By Jason Wojciechowski on April 28, 2012 at 8:30 PM
I wrote a piece up at the Mother Ship that went up today about Yoenis Cespedes. I mentioned his numbers here and there, but more to illustrate the experience of rooting for him than to do any kind of analysis. So as a companion piece, here are a few pictures and such that might tell us some things about Cespedes's performance.
Here, first, is a heat map showing where pitchers are pitching to Yoenis Cespedes.
They're really working him low and away, right? Well, hold on. How do pitchers throw to righties in general?
So kinda the same, then.
I'm not going to actually post here the maps of his swings because he hasn't taken enough of them, leaving the whole thing sort of tie-dye. The last thing I want is Demosthenes all up on my blog. That said, at the moment, they show exactly what you'd expect them to show: way too much swinging at pitches way below the strike zone. The culprit is the off-speed and breaking stuff, of course -- TruMedia lets you filter on pitch-type, and Cespedes isn't chasing fastballs in the dirt. It's all changes, sliders, and curves.

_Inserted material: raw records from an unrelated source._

PR #5781, opened 2026-03-31
Refactor button widgets; add `widgets.RadioButton`

Bumber64:
Refactor `widgets.ConfigureButton` and make `widgets.HelpButton` a subclass of it. Add `widgets.RadioButton`, which looks and functions like the buttons in the `gui/control-panel` list.

I don't understand the `---@field` stuff very well, so I based it on examples as best I could. Needs to be verified.


library/lua/gui/widgets/buttons/configure_button.lua
```diff
@@ -6,17 +8,20 @@ local to_pen = dfhack.pen.parse
...
 local button_pen_left = to_pen{fg=COLOR_CYAN,
     tile=curry(textures.tp_control_panel, 7) or nil, ch=string.byte('[')}
+local button_pen_center = to_pen{
+    tile=curry(textures.tp_control_panel, 10) or nil, ch=15} -- gear/masterwork symbol
 local button_pen_right = to_pen{fg=COLOR_CYAN,
     tile=curry(textures.tp_control_panel, 8) or nil, ch=string.byte(']')}
-local configure_pen_center = to_pen{
-    tile=curry(textures.tp_control_panel, 10) or nil, ch=15} -- gear/masterwork symbol
 
 ---------------------
```
SilasD, line 16: this is not Bumber's work here, but I think this code is more than a bit strange.

first, `curry()` cannot return falsey; it either throws an error or returns a function.  accordingly, the `or nil` clauses don't ever execute.

second, that `curry()` is used *at all*.  if I understand this construction, `tp.control_panel()` will be called to get the relevant texpos each time the pen is drawn instead of adding the texture *once* at module load time with e.g. `tile=tp.control_panel(10)`.  I do not know very much about textures, but I would be extremely surprised if the texpos for a control panel texture changes dynamically.

~~and third, that three individual pens are used instead of a three-tile table.~~  I now see that a three-tile Label is created in the postinit stage.

myk checked this in https://github.com/DFHack/dfhack/commit/a651f6461b28941a25b2135ecc11b5cd8af6b207 and he certainly knows more about textures than I do.

anyway, not directly relevant to the PR.

library/lua/gui/widgets/buttons/help_button.lua
```diff
@@ -1,53 +1,35 @@
...
 ---@class widgets.HelpButton.attrs.partial: widgets.HelpButton.attrs
 
----@class widgets.HelpButton: widgets.Panel, widgets.HelpButton.attrs
----@field super widgets.Panel
+---@class widgets.HelpButton: widgets.ConfigureButton, widgets.HelpButton.attrs
+---@field super widgets.ConfigureButton
 ---@field ATTRS widgets.HelpButton.attrs|fun(attributes: widgets.HelpButton.attrs.partial)
 ---@overload fun(init_table: widgets.HelpButton.attrs.partial): self
-HelpButton = defclass(HelpButton, Panel)
+HelpButton = defclass(HelpButton, ConfigureButton)
```
SilasD, line 22: subclassing `ConfigureButton` is reasonable I suppose.  better than copy-paste for sure.

there *ought* to be an abstract class used as the base of `ConfigureButton`, `HelpButton`, and `RadioButton`, but the class system doesn't really support abstract classes meant to only be subclassed.

library/lua/gui/widgets/buttons/configure_button.lua
```diff
@@ -27,27 +32,40 @@ local configure_pen_center = to_pen{
 ConfigureButton = defclass(ConfigureButton, Panel)
 
 ConfigureButton.ATTRS{
+    frame={t=0, l=0, w=3, h=1},
     on_click=DEFAULT_NIL,
+    pen_left=button_pen_left,
+    pen_center=button_pen_center,
+    pen_right=button_pen_right,
```
SilasD, line 39: I like moving the pens into `self` via `ATTRS`.  that's where it belongs.  that `preinit(init_table)` was weird and unneccessary.

I'm not so sure about allowing instances, even subclassed instances, to override `frame` size.

it's fine.

library/lua/gui/widgets/buttons/help_button.lua
```diff
@@ -1,53 +1,35 @@
...
 
 HelpButton.ATTRS{
     frame={t=0, r=1, w=3, h=1},
     command=DEFAULT_NIL,
+    pen_center=help_pen_center,
```
SilasD, line 27: the `frame` and `command` are redundant, aren't they?  they'll be picked up from `ConfigureButton`, the same way that `pen_left` and `pen_right` will be.

overriding `pen_center` shows the benefit of moving the pens into ATTRS, good.

not worth holding up the merge over a quibble.

library/lua/gui/widgets/buttons/help_button.lua
```diff
@@ -1,53 +1,35 @@
...
-            frame={t=0, l=0, w=3, h=1},
-            text={
-                {tile=button_pen_left},
-                {tile=help_pen_center},
-                {tile=button_pen_right},
-            },
-            on_click=function() dfhack.run_command('gui/launcher', command) end,
-        },
-    }
+    self.on_click = function() dfhack.run_command('gui/launcher', command) end
```
SilasD, line 32: if line 26 is redundant, then this is as well.  but harmless.

library/lua/gui/widgets/buttons/radio_button.lua
```diff
@@ -0,0 +1,49 @@
+-- A 3x1 tile button that toggles state when clicked
+
+local textures = require('gui.textures')
+local ConfigureButton = require('gui.widgets.buttons.configure_button')
+
+local to_pen = dfhack.pen.parse
+
+local enabled_pen_left = to_pen{fg=COLOR_CYAN,
+    tile=curry(textures.tp_control_panel, 1), ch=string.byte('[')}
```
SilasD, line 9: I do not believe the `or nil` clauses are necessary, but I will pint out this tile doesn't have one.

library/lua/gui/widgets/buttons/radio_button.lua
```diff
@@ -0,0 +1,49 @@
...
+
+function RadioButton:init()
+    self.toggle_state = self.initial_state
+
+    self.on_click = function() self.toggle_state = not self.toggle_state end
+    self.pen_left = function() return self.toggle_state and enabled_pen_left or disabled_pen_left end
+    self.pen_center = function() return self.toggle_state and enabled_pen_center or disabled_pen_center end
+    self.pen_right = function() return self.toggle_state and enabled_pen_right or disabled_pen_right end
+end
+
```
SilasD, line 48: no getter function for the toggle state?  are users supposed to probe an instance's `toggle_state` field ?

yeah, that's what the new documenation says.  hm.

I don't like that.

are there other widgets that similarly require looking inside them for state info?

also, no callbacks?  `on_enable`, `on_disable`, `on_toggle` ?`

I *guess* a user could catch the `on_click` that the ConfigureButton base class sets up, and then probe the `toggle_state`.

SilasD (commented):
I'm okay with this, I guess.

RadioButton looks a little bit half-baked, but it's in a usable state.

ab9rf:
For the record: Pure code-quality changes that don't have user-facing effects do not require a changelog.

library/lua/gui/widgets/buttons/configure_button.lua
Bumber64: Worth bothering Myk to ask if he remembers why it's used?

library/lua/gui/widgets/buttons/help_button.lua
Bumber64: I had a `GraphicButton` class before I removed it. It just made `ConfigureButton` a small subclass full of redundant code, but it could be added back for organization.

library/lua/gui/widgets/buttons/configure_button.lua
Bumber64: The size doesn't need to be overwritten, but help buttons must align to the right side of their parent panel.

library/lua/gui/widgets/buttons/help_button.lua
Bumber64: There's an `r=1` in the frame. Help buttons always default to the top right, and all existing uses have them left at default.

`ConfigureButton` doesn't have `command`. Our existing help buttons take a string, which needs to converted to an `on_click` function.

library/lua/gui/widgets/buttons/radio_button.lua
Bumber64: Closest I can think of is checking if a widget is `hidden`. `CycleHotkeyLabel` and `EditField` let you define an `on_change` callback that receives the new value.

library/lua/gui/widgets/buttons/help_button.lua
SilasD: right, no `command` in `ConfigureButton`.  I thought I saw one in it.  I wonder where I picked that up.  the whole gui system only has the one occurance of `command` in the `HelpButton`.  my bad there.

library/lua/gui/widgets/buttons/help_button.lua
SilasD: would it be useful by itself, or or is it (the equipvalent of) an abstract class?

if it could be used as is, with some configuration obviously, then maybe so.

library/lua/gui/widgets/buttons/configure_button.lua
SilasD: I don't think so... from what I've seen rome only bothers him if it's necessary.  details about three year old code, probably not necessary.

anyway, from the docs, emphasis added:

> `getTexposByHandle(handle)`

> Get the current `texpos` for the given `TexposHandle`. Always use this method to get the `texpos` for your texture. **`texpos` can change when game textures are reset**, but the handle will be the same.

so it's documented as best practive.  since this is all likely myk's code, I think just go with what is known to work.

not sure if this applies to textures under DFHack control, but I suppose it's reasonable.  the LuaApi.cpp uses modules/Textures.cpp `Textures::loadTexture` which has a fast path for the most common cases, so not much slower than consulting a Lua table or such.  Edit: *faster* than consulting two or three Lua tables probably.

library/lua/gui/widgets/buttons/configure_button.lua
SilasD: ~~I don't see how those `frame` settings lead to right-align.~~

~~the docs imply that a `r=0` or `r=1` would set right-align or right-align with a 1 character gap.~~

forget that, wrong file.

library/lua/gui/widgets/buttons/help_button.lua
Bumber64: It was just `ConfigureButton` by another name, which is already conceptually a 3x1 button than runs a callback. The only defining trait of config is that it has a gear and the name is already in use.

Bumber64:
Did we confirm that the `---@field` stuff is all okay? It wasn't mentioned in review.

IIRC, it's used for a Lua language server, which I don't use.

SilasD:
> Did we confirm that the `---@field` stuff is all okay? It wasn't mentioned in review.
> 
> IIRC, it's used for a Lua language server, which I don't use.

It all looked good.  the `widgets.RadioButton.attrs` class probably wants
`---@field toggle_state? boolean`
but it's no more broken than all the other definitions.

when I get my local fork of vallode's LuaLS whipped into better shape I'll spend some time with all of these classes' annotations.

library/lua/gui/widgets/buttons/radio_button.lua
Bumber64: Created #5850 to address this.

Still, until he stops chasing those pitches, he's going to keep seeing them. His walk rate on the year (9.2% of PAs) is just shy of the 70th percentile in baseball, so he's actually doing a decent overall job of not going after every damn thing the pitchers throw, but check this: just 43% of the pitches he's seen have been in the zone, per TruMedia, a figure that ranks lower than all but eight percent of the league. (I'm assuming that TruMedia's zone data is PITCHf/x derived, but we should note that even that is suspect given that using the rulebook zone horizontally doesn't fit how umpires actually call the game, and PITCHf/x has a hard time dealing with the vertical zone, as Mike Fast has detailed.)

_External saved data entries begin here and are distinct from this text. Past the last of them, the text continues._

PR #5809, opened 2026-05-19
stocks: add expand_all to stocks interface

### LINKED ISSUE #5338: Stocks screen option to "expand all" categories
The stocks overlay lets you collapse all categories, but there isn't a way to undo that by expanding all. You have to exit and re-enter stocks if you don't want to reopen categories by hand.

emreduzenli:
Fixes https://github.com/DFHack/dfhack/issues/5338


plugins/lua/stocks.lua
```diff
@@ -14,6 +14,14 @@ local function collapse_all()
     stocks.i_height = num_sections * 3
 end
 
+local function expand_all()
+    local num_sections = #stocks.current_type_a_expanded
+    for idx=0,num_sections-1 do
+        stocks.current_type_a_expanded[idx] = true
+    end
+    stocks.i_height = num_sections * 3
```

Ideally, Cespedes would stop chasing those pitches down, thus drawing more walks, at least until pitchers adjusted again. In a perfect world, Cespedes would force the opposing team to make the impossible choice of giving him first base or giving him balls he could knock out of the yard. In a perfect world, in other words, Cespedes would be Barry Bonds. That's not going to happen today, tomorrow, or next year, in all likelihood, yet Cespedes has a top-half OBP and a top-75% SLG (comparing all players who qualify for the batting title). If that's "all" he ever is, as long as he can stay in center field, the A's should have a very valuable player for the next four years.